Segment Start: Information shown

Issue #3017, opened 2020-07-30
Dark mode


MavropaliasG:
Hi, it would be fantastic to have a dark mode, it will make OpenRefine look more modern as well.

thadguidry:
@MavropaliasG Yes I agree! How fast can you hack on that and submit a pull request? :-)

Taruun:
> @MavropaliasG Yes I agree! How fast can you hack on that and submit a pull request? :-)

Can i work on that?

MavropaliasG:
> Can i work on that?

That would be amazing. I found that https://darkreader.org/ creates a nice dark mode, can we access the CSS that it produces and just create a dark mode from that? Is it going to be easier?

wetneb:
@Taruun thanks for volunteering, please go ahead!

eddo888:
I too would love dark mode, is there a simple tick box on a menu we can try ? not wanting to get too into the whole CSS world at the moment.

PR #5165, opened 2022-08-09
Dark mode and theming support #3017

Abbe98:
**This is very much a work in progress and has a long way to go.**

The intent of this pull request is to bring theming and in particular dark-mode support(#3017) to the OpenRefine GUI.

 - [x] migrate LESS variables to CSS
 - [ ] consolidate and reduce shades and colors used in OpenRefine (*wip* / *input wanted*)
 - [ ] rename and make variable names color independent (*wip*)
 - [ ] ensure all colors are exposed as CSS variables (*wip*)
 - [ ] migrate raster images to vectors (*help wanted*) 
 - [ ] decide on a color scheme for dark mode (*help wanted*)
 - [ ] migrate extensions to use the built-in theme options (*not started*)

Expected side effects:

 - changes to GUI colors as a result of consolidating the 10+ shades of greys, 10+ shades of blue/white, etc
 - a period in between versions in which non-core extensions might not adhere to theming
 - improved contrast and overall accessibility
 - ...

**Note that the dark-mode theme in place as of the opening of this pull request is only a proof of concept.**

### DIFF
--- a/extensions/database/module/styles/database-import.less
+++ b/extensions/database/module/styles/database-import.less
@@ -53,7 +53,7 @@
 
 .database-importing-wizard-header {
   font-size: 1.3em;
-  background: @chrome_primary;
+  background: var(--chrome-primary);
   padding: @padding_tight;
   }
 
@@ -76,7 +76,7 @@
   font-size: 1.3em;
   position: absolute;
   overflow: auto;
-  border-top: 5px solid @chrome_primary;
+  border-top: 5px solid var(--chrome-primary);
   background: white;
   padding: @padding_looser;
   }
--- a/extensions/gdata/module/styles/importing-controller.less
+++ b/extensions/gdata/module/styles/importing-controller.less
@@ -48,7 +48,7 @@ OF THIS SOFTWARE, EVEN IF ADVISED OF THE POSSIBILITY OF SUCH DAMAGE.
   }
 
 .gdata-document-container > table {
-  color: var(--metadata-grey);
+  color: var(--text-tertiary);
 }
 
 a.gdata-doc-title {
--- a/extensions/gdata/module/styles/importing-controller.less
+++ b/extensions/gdata/module/styles/importing-controller.less
@@ -48,11 +48,11 @@ OF THIS SOFTWARE, EVEN IF ADVISED OF THE POSSIBILITY OF SUCH DAMAGE.
   }
 
 .gdata-document-container > table {
-  color: @metadata_grey;
+  color: var(--metadata-grey);
 }
 
 a.gdata-doc-title {
-  color: @link_primary;
+  color: var(--link-primary);
   text-decoration: none;
   }
 a.gdata-doc-title:hover {
@@ -66,7 +66,7 @@ a.gdata-doc-preview {
   font-size: 80%;
   text-decoration: none;
   vertical-align: super;
-  color: @link_secondary;
+  color: var(--link-secondary);
   margin-left: 0.5em;
   }
 a.gdata-doc-preview:hover {
@@ -81,7 +81,7 @@ a.gdata-doc-preview:hover {
 
 .gdata-importing-wizard-header {
   font-size: 1.3em;
-  background: @chrome_primary;
+  background: var(--chrome-primary);
   padding: @padding_tight;
   }
 
@@ -104,7 +104,7 @@ a.gdata-doc-preview:hover {
   font-size: 1.3em;
   position: absolute;
   overflow: auto;
-  border-top: 5px solid @chrome_primary;
+  border-top: 5px solid var(--chrome-primary);
   background: white;
   padding: @padding_looser;
   }
--- a/extensions/wikidata/module/styles/dialogs/wikibase-dialog.less
+++ b/extensions/wikidata/module/styles/dialogs/wikibase-dialog.less
@@ -34,7 +34,7 @@
 }
 
 .wikibase-list li:not(.selected):hover {
-  background: @dialog_footer;
+  background: var(--dialog-footer);
 }
 
 .wikibase-list li img {
--- a/main/webapp/modules/core/styles/common.less
+++ b/main/webapp/modules/core/styles/common.less
@@ -34,6 +34,8 @@ OF THIS SOFTWARE, EVEN IF ADVISED OF THE POSSIBILITY OF SUCH DAMAGE.
 @import-less url("theme.less");
 
 :root {
+  --text-primary: black;
+  --text-secondary: #222;
   --link-primary: #11c;
   --link-secondary: #4272db;
   --chrome-primary: #bcf;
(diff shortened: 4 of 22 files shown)


Abbe98:
For those of you who would like to help work on the color scheme you can play with the colors by inspecting the page in your browser and changing the color of variables to see changes to all elements using that particular variable. If you do please share screenshots of the UI! :1st_place_medal: 
Screenshot from 2022-08-09 16-24-53

Abbe98:
One area in which I would very much appreciate help would be to migrate raster images to vector ones that could be themed, this is particularly relevant for various icons. 

Screenshot 2022-08-09 at 16-31-56 pattypan slm - OpenRefine

tfmorris:
> One area in which I would very much appreciate help would be to migrate raster images to vector ones that could be themed, this is particularly relevant for various icons.

Is that more complicated than just grabbing the star, flag, etc icons from something like FontAwesome?
https://fontawesome.com/icons/caret-down?s=solid
https://fontawesome.com/icons/star?s=solid
https://fontawesome.com/icons/flag?s=solid

wetneb:
I guess ideally it would be good to keep a consistent visual style across the application, so using symbols from the same library everywhere… I know we have departed from that already quite a bit though :-/

Abbe98:
@tfmorris yeah, using one single library like FontAwesome is the way to go for icons, however, there are some other assets that would need work(the OpenRefine logo with text comes to mind(should maybe even be reproduced with plain HTML)).

elebitzero:
Hey @Abbe98,

Instead of one big PR, you could organize it into smaller PRs which build on each other. This way, the work can be checked in incrementally, which has its advantages.  It is easier to review smaller PRs.  And most of the work is preparation which has no visible change. It is easy to spot if something is wrong if everything is supposed to look the same.

PR #1 parameterize the colors for existing light theme, replace LESS with CSS vars

What is the reason to use CSS vars? Does that make it easier to switch themes at runtime?
This brings up a separate topic whether we should just get rid of LESS and use CSS vars, since all modern browsers support the feature.  (Ref: https://caniuse.com/css-variables)

PR #2 consolidate and reduce shades and colors used in OpenRefine for light theme

PR #3 migrate raster images to vectors for light theme

The jQuery-ui bundle was generated using light-theme which has an icon set for the light-theme.
It also has a dark theme, and an alternative icon set for the dark theme.  We could just use that, rather than trying to replace all the icons with different icons.

For the few icons (star,flag,etc.) that are custom pixel icons, we could switch them to something else. JQuery-ui has a star and flag icon.

Ref: https://jqueryui.com/themeroller/

PR #4 dark mode theme, user preference to select theme, mechanism in code to switch themes.

Abbe98:
> This way, the work can be checked in incrementally, which has its advantages. It is easier to review smaller PRs.

That's what I imagine, this branch being cherry-picked and merged multiple times. For development five out of the seven tasks are very dependent on each other. For example, migrating all colors to variables before reducing the colors used would create a lot of extra work, initial dark-mode supports help with "debugging", etc.

I would imagine your suggested merge 1 and merge 2 being one as 2 reduces the work needed for 1 and vice versa. CSS variables should also preferably be available one release earlier than theming to at least give extensions a chance to be compatible from the start.

> What is the reason to use CSS vars? Does that make it easier to switch themes at runtime?

Yes, that's the one and only reason.

> This brings up a separate topic whether we should just get rid of LESS and use CSS vars

I think it's a great follow-up PR as we do use some other LESS features(to a minimal extent) unrelated to this effort.

> The jQuery-ui bundle was generated using light-theme which has an icon set for the light-theme.
It also has a dark theme, and an alternative icon set for the dark theme. We could just use that, rather than trying to replace all of the icons with different icons.

I think this would make custom theming very difficult as jQuery UI is entirely driven by raster image sprites, so we would end up hardcoding a binary set of background images into variables rather than just working with colors.

Sadly I think we are also stuck with jQuery UI overrides for general theming as it has no native support for CSS variables or prefers-color-scheme.

trnstlntk:
> I guess ideally it would be good to keep a consistent visual style across the application, so using symbols from the same library everywhere… I know we have departed from that already quite a bit though :-/
> 
> @lozanaross any suggestions?

One idea, not sure if this makes sense: Wikimedia's [OOUI](https://www.mediawiki.org/wiki/OOUI) icons have undergone a lot of scrutiny from WMF design teams and it's a vast collection - https://commons.wikimedia.org/wiki/OOUI_icons / https://doc.wikimedia.org/oojs-ui/master/demos/?page=icons&theme=wikimediaui&direction=ltr&platform=desktop#CheckboxMultiselectWidget

wetneb:
> That's what I imagine, this branch being cherry-picked and merged multiple times. For development five out of the seven tasks are very dependent on each other.

Since this branch is not meant to be merged in master, I think we do not need keep a PR open for it.
Feel free to open PRs for the sub-parts as suggested by @elebitzero.
If the intention is to provide a discussion space around your work, I suggest to use our brand new Discourse forum.

Therefore closing this (but I am very much supportive of all the tasks mentioned here and the overall goal).

Abbe98:
I'm reopening this as it otherwise get really tricky for others to follow and various Github features break on closed merge requests(checks, conflicts, etc).

wetneb:
Fine with me, but let's mark it as draft then.

smierz:
would it make sense to convert the list of tasks into an issue with sub-issues?
As a draft PR all the important information here are hard to find

tfmorris:
That's similar to what @elebitzero asked here https://github.com/OpenRefine/OpenRefine/pull/5165#issuecomment-1210258482 to which @Abbe98 replied https://github.com/OpenRefine/OpenRefine/pull/5165#issuecomment-1210463367.  (although they were talking about PRs, not issues)

I'll also note that these tasks likely overlap with some of the comments/ToDos in [OpenRefine Design System](https://openrefine.org/docs/technical-reference/openRefine-design-system) that @Lydiaofficial and @lozanaross put together on [Figma](https://www.figma.com/file/2fGTsMdExFEf4ReUNFzB0V/OpenRefine-Outreachy?type=design&node-id=131%3A315&mode=design&t=sqE5Yl0QJtw5TAHy-1).

A work breakdown would be great. I'm not sure whether starting from a 3 yr old PR would be productive. Perhaps the To-Do list instead? 

@Abbe98 is there an associated issue (or set of issues)? #6538 is one, but I don't see anything else relevant [here](https://github.com/OpenRefine/OpenRefine/issues?q=is%3Aissue%20state%3Aopen%20label%3A%22Theme%3A%20UI%2FVisual%22)

Abbe98:
We implemented this downstream ~2 years ago so I will look my commits and share what we did. I know the larger effort was around some thirdparty dependencies that had their own GUIs that OpenRefine simply embedded.

tfmorris:
I've created #7585 per @smierz's suggestion.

Segment End: Information shown

# Exercise brief
Retype, exactly and in full, the listing from its first line to the one holding "The intent of", both included.

# Task solution
Issue #3017, opened 2020-07-30
Dark mode


MavropaliasG:
Hi, it would be fantastic to have a dark mode, it will make OpenRefine look more modern as well.

thadguidry:
@MavropaliasG Yes I agree! How fast can you hack on that and submit a pull request? :-)

Taruun:
> @MavropaliasG Yes I agree! How fast can you hack on that and submit a pull request? :-)

Can i work on that?

MavropaliasG:
> Can i work on that?

That would be amazing. I found that https://darkreader.org/ creates a nice dark mode, can we access the CSS that it produces and just create a dark mode from that? Is it going to be easier?

wetneb:
@Taruun thanks for volunteering, please go ahead!

eddo888:
I too would love dark mode, is there a simple tick box on a menu we can try ? not wanting to get too into the whole CSS world at the moment.

PR #5165, opened 2022-08-09
Dark mode and theming support #3017

Abbe98:
**This is very much a work in progress and has a long way to go.**

The intent of this pull request is to bring theming and in particular dark-mode support(#3017) to the OpenRefine GUI.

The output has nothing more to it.